Elaeocarpus dentatus

Elaeocarpus dentatus, commonly known as hinau (Maori: hīnau), is a native lowland forest tree of New Zealand. Other names in Māori for the tree are hangehange, pōkākā and whīnau.

Elaeocarpus dentatus
Scientific classification
Kingdom: Plantae
Clade: Tracheophytes
Clade: Angiosperms
Clade: Eudicots
Clade: Rosids
Order: Oxalidales
Family: Elaeocarpaceae
Genus: Elaeocarpus
Species:
E. dentatus
Binomial name
Elaeocarpus dentatus
(J.R.Forst.& G.Forst.) Vahl.
Natural range of Hīnau

A member of the family Elaeocarpaceae, it is found on both the North and South Islands of New Zealand, but not on Stewart Island.[1] The leaves are dark green, with a toothed edge. On the underside of the leaf small domatia are present.[2] Clusters of small white flowers are produced in spring, and in late summer the flowers form into a fleshy fruit.[3]

It was officially first recorded for science by botanists Joseph Banks and Daniel Solander on 5 November 1769.[4]

Description

Elaeocarpus dentatus is a tree which grows to around 18 m (59 ft.) tall and has a trunk of around 1 m (3.2 ft.) in diameter with greyish bark which roughens with age.[5] It has leathery leaves[6] which are 10–12 cm long and 2–3 cm wide. On top they are a dark green and an off-white colour below.

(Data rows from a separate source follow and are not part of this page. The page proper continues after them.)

PR #1078, opened 2026-07-29
Update ccao.adjective.csv

### LINKED ISSUE #1052: Revise adjective list in `ccao.adjective.csv`
Because we use `ccao.adjective.csv` in conjunction with staff and intern names to name our models, let's remove some of the adjectives with negative valence. (And add any other fun ones!)

ccao-jardine:
Removed some adjectives, added more!


wrridgeway (approved):
You may have removed boring, but that doesn't mean these changes aren't exactly that.

PR #1084, opened 2026-08-05
Add `land.user7` to IC reference query and fix unexpected formula bug

jeancochrane:
This PR makes two small tweaks to the IC reference file export:

1. Adds the `land.user7` column to the land details query, per stakeholder request[^1]
2. Fixes a small bug in the `export_models.py` script that I noticed while working on adding the new column

The bug in question relates to string values that start with an equals sign (`=`): `openpyxl` interprets these values to indicate formulae ([docs](https://openpyxl.readthedocs.io/en/stable/simple_formulae.html#using-formulae)), so it writes them to the workbook using the formula data type. The land details query for 2026 was pulling in an address that starts with an equals sign due to a typo, so `openpyxl` was writing that cell as a formula, causing Excel to prompt me to repair the workbook due to a nonsense formula when I opened it.

[^1]: From our stakeholder: "We found another field that would be helpful to have in the mix. When you get a chance, could you add USER7 to the Land Details file? It's the Incentive Control Number and should be useful to have available when needed."


dbt/export/templates/qc.vw_ic_reference_all_non_res_land_details.xlsx
jeancochrane, line 1: The only change to this template is adding a new column for `Incentive Control Number` as the last column of the workbook. I ran the Inquire query manually to confirm that this is the correct position for this new column.

wrridgeway (approved):
What a weird issue to have to anticipate.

It flowers from October to February with flowers very similar to the lily of the valley extending off of 10–18 cm long racemes, each one bearing 8 - 10 flowers. [7] The flowers (around 12mm in diameter) are white and droop down, connected to the Raceme by 1 cm long silky pedicels.[8] They are made of 3 - 5 petals which are lobed at their tips and have long anthers which extend out on short filaments. The sepals are covered with many tiny hairs. [7]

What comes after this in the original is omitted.